What is not commonly known is that a Cluster Node does not HAVE to have a quorum vote. By default they do, but it is possible to set what is known as Node Weight to zero. Before we come onto that though, you are probably wondering exactly why you would want to do this? Well there are several scenarios that make this a desirable thing to do such as in situations where you have implemented a Geo-Cluster (a Cluster across Geographic locations).

Consider the following diagram :-

AlwaysOn FCI or AG nodes across sites

As you can see we have Site A and Site B each hosting a selection of Cluster Nodes. It is possible that each node might be hosting a standalone instance of SQL Server and is simply part of a Windows Cluster because we are using Availability Groups (so each can house a Replica) OR it might be that we have implemented SQL Failover Clustered Instances perhaps because that we require the ability to fail SQL instances across sites.

Now in the scenario we propose (and assuming we choose a Quorum model of Node Majority) the total number of Quorum votes equals five. Imagine then that we suddenly have a failure of Node C. Since the number of votes would then equal four we would still have “quorum”. Now consider the prospect that we lose connectivity to Site B. This event would not only cause the Cluster Service for nodes on Site B to shut down (since their total votes of two would be less than the required majority of three) but would also cause the Cluster Service for nodes on Site A to shut down since there would also only be two votes available.

Although the Cluster Nodes on Site A could be forced to start, we have unfortunately lost availability (however temporarily) and more importantly requires manual intervention. Perhaps a slightly more elegant solution would be to set the Node Weight of  Node D and E to zero meaning that nodes A,B and C are the only ones that can cast a vote to make quorum (making a total Quorum count of three). In the event of a loss of one node on Site A and a loss of connectivity to Site B, two voting nodes will still be casting a quorum majority thereby keeping the Cluster available.

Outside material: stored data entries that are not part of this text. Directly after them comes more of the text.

PR #2345, opened 2026-05-02
Fix re-entrant lifecycle mutex deadlock (regression from #2328)

Brainicism:
### Root Cause

The `lifecycleMutex` added in #2328 wraps `startRound()`, `endRound()`, and `endSession()` in `GameSession`. However, `async-mutex` Mutex is **not re-entrant** — nested `runExclusive()` calls on the same mutex wait forever.

Multiple code paths inside `Session` (the parent class) call `this.endSession()` from within lifecycle methods that are already holding the mutex:

| Outer holder | Inner call | Trigger |
|---|---|---|
| `startRoundCore` → `super.startRound()` | `this.endSession()` | Maintenance mode, song reload error, null song, empty VC, VC connection failure (5 paths) |
| `endRoundCore` → `super.endRound()` | `this.endSession()` | Game duration reached |
| `startRoundCore` → `super.startRound()` → `playSong()` catch | `this.errorRestartRound()` → `this.endRound()` + `this.startRound()` | Audio playback error |

Since `this` is a `GameSession`, these polymorphically dispatch to the mutex-wrapped public methods — deadlock.

### Impact

A deadlocked session becomes a permanent zombie:
- `this.finished` never set to `true`
- `Session.deleteSession()` never called — session stays in `State.gameSessions`
- `cleanupInactiveGameSessions` tries `endSession()` every 10 min but can never acquire the mutex
- Session persists indefinitely (observed: 1686 minutes / 28 hours)

### Fix

**Lifecycle hooks:** Added three protected methods to `Session` (`endSessionFromLifecycle`, `endRoundFromLifecycle`, `startRoundFromLifecycle`) that default to calling the public API. `GameSession` overrides them to call `*Core` methods directly, bypassing the mutex since the caller already holds it.

All `this.endSession()`/`this.endRound()`/`this.startRound()` calls within `Session.startRound()`, `Session.endRound()`, and `Session.errorRestartRound()` now route through these hooks.

**Deadlock detection:** All three public mutex-wrapped methods in `GameSession` now log `POTENTIAL DEADLOCK` at error level if the mutex is already held when called.

**Cleanup safety net:** `cleanupInactiveGameSessions` now races `endSession()` against a 30s timeout. If `endSession` doesn't complete in time, the session is force-removed from `State.gameSessions`.

### Exhaustive audit — no remaining deadlock paths

**Paths fixed (previously deadlocked):**
- `Session.startRound()` → `this.endSessionFromLifecycle()` × 5 error paths ✅
- `Session.endRound()` → `this.endSessionFromLifecycle()` × 1 path ✅
- `Session.errorRestartRound()` → `this.endRoundFromLifecycle()` + `this.startRoundFromLifecycle()` ✅

**Paths already safe (use `*Core` directly, no mutex re-entry):**
- `endRoundCore` → `this.endSessionCore()` (game finished / sudden death) ✅
- `endRoundCore` → `this.startRoundCore()` (next round) ✅
- `endSessionCore` → `super.endSession()` (parent method, no mutex) ✅

**Paths outside mutex (acquire normally, no re-entry):**
- `guessTimeoutFunc` setTimeout → `this.endRound()` + `this.startRound()` ✅
- `connection.once("end")` → `this.endRound()` + `this.startRound()` ✅
- `connection.once("error")` → `this.errorRestartRound()` ✅
- `guessSong()` → `this.endRound()` + `this.startRound()` ✅
- `cleanupInactiveGameSessions` → `gameSession.endSession()` ✅

**ListeningSession:** Does not use `lifecycleMutex`, not affected. ✅

### DIFF
--- a/src/structures/game_session.ts
+++ b/src/structures/game_session.ts
@@ -262,7 +262,7 @@ export default class GameSession extends Session {
     ): Promise<void> {
         const waitStart = Date.now();
         try {
-            return await this.lifecycleMutex.runExclusive(() => {
+            await this.lifecycleMutex.runExclusive(async () => {
                 const waitMs = Date.now() - waitStart;
                 if (waitMs > 5000) {
                     logger.warn(
@@ -270,7 +270,7 @@ export default class GameSession extends Session {
                     );
                 }
 
-                return this.endRoundCore(isError, messageContext, gameRound);
+                await this.endRoundCore(isError, messageContext, gameRound);
             });
         } catch (e) {
             if (e === E_TIMEOUT) {
@@ -295,7 +295,7 @@ export default class GameSession extends Session {
     async endSession(reason: string, endedDueToError: boolean): Promise<void> {
         const waitStart = Date.now();
         try {
-            return await this.lifecycleMutex.runExclusive(() => {
+            await this.lifecycleMutex.runExclusive(async () => {
                 const waitMs = Date.now() - waitStart;
                 if (waitMs > 5000) {
                     logger.warn(
@@ -303,7 +303,7 @@ export default class GameSession extends Session {
                     );
                 }
 
-                return this.endSessionCore(reason, endedDueToError);
+                await this.endSessionCore(reason, endedDueToError);
             });
         } catch (e) {
             if (e === E_TIMEOUT) {
--- a/src/structures/game_session.ts
+++ b/src/structures/game_session.ts
@@ -3,6 +3,7 @@ import * as uuid from "uuid";
 import Eris from "eris";
 import _ from "lodash";
 
+import { E_TIMEOUT } from "async-mutex";
 import {
     bold,
     chunkArray,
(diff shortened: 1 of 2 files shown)


src/structures/game_session.ts
```diff
@@ -221,9 +222,30 @@ export default class GameSession extends Session {
...
+                        `gid: ${this.guildID} | startRound() waited ${waitMs}ms for lifecycleMutex`,
+                    );
+                }
+
+                return this.startRoundCore(messageContext);
+            });
+        } catch (e) {
+            if (e === E_TIMEOUT) {
+                logger.error(
+                    `gid: ${this.guildID} | DEADLOCK: startRound() could not acquire lifecycleMutex after 30s — force-removing session`,
```
taahamahdi, line 240: Nit: We wait 5s but this mentions 30s

taahamahdi (approved):

src/structures/game_session.ts
Brainicism: the global mutex timeout is 30s, which would throw this exception. the 5s log is for when we take >5s to obtain the lock

PR #2348, opened 2026-05-02
Fix better_audio_link race condition causing all values to reset to NULL

Brainicism:
When GenerateExpectedAvailableSongs runs concurrently (two seed processes overlapping), the second call's UPDATE LEFT JOIN finds no match for id_better_audio rows already deleted by the first call's DELETE step, silently overwriting better_audio_link with NULL for every song.

Use CASE to distinguish three states: id_better_audio is NULL (clear to NULL), the referenced row exists (use its vlink), or the row is already gone (preserve the existing column value set by the first call).


taahamahdi (approved):

Brainicism:
@copilot resolve the merge conflicts in this pull request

So lets now move onto how you are able to set your Node Weight for your Cluster nodes. Unsurprisingly we can set the Cluster node “Node Weight” through a property called “NodeWeight” but this is not accessible by default. This can be demonstrated by using the following PowerShell script (first we must import the failover clustering module):-

Import-Module failoverclusters
Get-Clusternode|Format-Table -auto -property Name, State, NodeWeight

We get the following result:-

Name         State NodeWeight
----         ----- ----------
wonko           Up
wowbagger       Up

However upon installing Hotfix 2494036 (which I should add requires a reboot to take effect) this makes the NodeWeight property accessible:-

Name         State NodeWeight
----         ----- ----------
wonko           Up          1
wowbagger       Up          0

As you can see from the above, I have already set the NodeWeight of wowbagger to zero and I did so by running the following PowerShell command:-

(Get-ClusterNode "wowbagger").NodeWeight = 0

Before you get all Jackie Chan on me and set some of your Cluster Nodes node weights to zero you should first seriously sit down and draw up a design strategy as to whether this makes sense to do so. In the scenario I proposed “the Business” had stipulated that a loss of Site B or any of the Cluster Nodes within it should not in any way effect the availability of the primary Site A but by doing so we reduce the total number of possible failures on site A to a maximum of one failure in a Cluster containing five nodes! Therefore be very careful and cautious and only when necessary remember that your Cluster Node weight doesn’t always have to be AlwaysOn.

*1 This is a contentious issue for some (including with me) since unlike with Database Mirroring, AlwaysOn Availability Groups (since it uses Windows Clustering) requires that a single Active Directory Domain spans each Geographic location.